#### [WORK INSTRUCTIONS]
In the material below, some lines may hold the word "resolveScale"; state how many do, giving only the number.

++++

PR #974, opened 2019-09-25
More Conversion

IanChokS:
- add more conneciton.option types
- js->ts datetime.ts, & datetime2.ts


src/data-types/datetime2.ts
```diff
@@ -1,14 +1,16 @@
+import { DataType, ParameterData } from '../data-type';
+
 const YEAR_ONE = new Date(2000, 0, -730118);
 const UTC_YEAR_ONE = Date.UTC(2000, 0, -730118);
 
-module.exports = {
+const DateTime2: DataType = {
```
arthurschreiber: If you change the definition here to be this:

```suggestion
const DateTime2: DataType & { resolveScale: NonNullable<DataType['resolveScale']> } = {
```

TypeScript won't think `resolveScale` might be undefined for this type - and that'll allow you to revert the checks you added to see of `this.resolveScale` is defined or not. 👍

src/data-types/datetime2.ts
```diff
@@ -53,8 +56,11 @@ module.exports = {
       } else {
         timestamp = ((time.getHours() * 60 + time.getMinutes()) * 60 + time.getSeconds()) * 1000 + time.getMilliseconds();
       }
-
-      timestamp = timestamp * Math.pow(10, parameter.scale - 3);
+      if(parameter.scale){
+        timestamp = timestamp * Math.pow(10, parameter.scale - 3);
```
arthurschreiber: In cases like this, where a value like `parameter.scale` is optional based on it's type definition but we know it's definately defined at this point in the code, you can add a `!` at the end to hint to TypeScript that the value is not null or undefined:

```suggestion
    timestamp = timestamp * Math.pow(10, parameter.scale! - 3);
```

That'll allow you to remove the `if`...`else` statement again.

arthurschreiber:
I updated https://github.com/tediousjs/tedious/pull/972 to fix a bunch of style related issues, so you'll probably want to merge the latest changes from there back into your branch.

Are you using VSCode? If yes, you can set up ESLint to run on `.ts` files as well and have that feedback in your editor as described here: https://javascriptplayground.com/typescript-eslint/#enabling-eslint-on-ts-files-in-vscode

src/connection.d.ts
```diff
@@ -3,11 +3,62 @@ import BulkLoad from './bulk-load';
 import { Metadata } from './metadata-parser';
 
 export type ConnectionOptions = {
-  tdsVersion: string,
-  camelCaseColumns: boolean,
-  useColumnNames: boolean,
-  useUTC: boolean,
+  abortTransactionOnError?: false,
```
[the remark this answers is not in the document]
IanChokS: Oh ok, I've changed the name ``` ConnectionOptions ``` to ```InternalConnectionOptions```  for future reference.

src/data-type.ts
```diff
@@ -71,7 +71,7 @@ export interface DataType {
   writeParameterData(buf: any, data: ParameterData, options: ConnectionOptions, callback: () => void) : void,
   validate(value: any) : any, //TODO: Refactor 'any' and replace with more specific type. 
 
-  dataLengthFromScale?: (scale: number) => number,
+  dataLengthFromScale?: (scale: number) => number | undefined,
```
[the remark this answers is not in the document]
IanChokS: Sorry I'm not sure what you mean. I've tried describing the output type (in datetime2 for e.g.,) but it won't accept it. 
image

image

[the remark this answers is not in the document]
arthurschreiber: I think this should look like:

```ts
  dataLengthFromScale?: (scale: number) => (number | undefined),
```

Maybe? 🤔 😅

src/data-types/datetime2.ts
```diff
@@ -80,7 +81,7 @@ module.exports = {
         buffer.writeUInt24LE(Math.floor((+parameter.value - UTC_YEAR_ONE) / 86400000));
       } else {
         const dstDiff = -(parameter.value.getTimezoneOffset() - YEAR_ONE.getTimezoneOffset()) * 60 * 1000;
-        buffer.writeUInt24LE(Math.floor((+parameter.value - YEAR_ONE + dstDiff) / 86400000));
+        buffer.writeUInt24LE(Math.floor((+parameter.value - +YEAR_ONE + dstDiff) / 86400000));
```
IanChokS: @arthurschreiber I just wanted to double check with you if this change is still valid. Without the '+', TypeScript shows an error

arthurschreiber: Yeah, this is correct. It's not an error in JavaScript itself, because JavaScript would automatically perform the conversion from `Date` to `number`, but TypeScript wants us to be explicit about this (to help catch potential bugs due to typos).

++++

#### [EXERCISE ANSWER]
2